→ What needs to be done
Write out all of the records, keeping each one exactly as written.

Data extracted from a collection
PR #847, opened 2020-03-27
[TASK] Drop support for obsolete Symfony versions

oliverklee:
Now only Symfony versions are supported that are either actively
maintained or at least receive security fixes.

This reduces the risk of being impacted by bugs that are long fixed.

For a list of supported Symfony versions, see:
https://symfony.com/releases


oliverklee:
This is blocked by #846 and #848. I'll rebase after both PRs are merged.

→ Result for this task
PR #847, opened 2020-03-27
[TASK] Drop support for obsolete Symfony versions

oliverklee:
Now only Symfony versions are supported that are either actively
maintained or at least receive security fixes.

This reduces the risk of being impacted by bugs that are long fixed.

For a list of supported Symfony versions, see:
https://symfony.com/releases


oliverklee:
This is blocked by #846 and #848. I'll rebase after both PRs are merged.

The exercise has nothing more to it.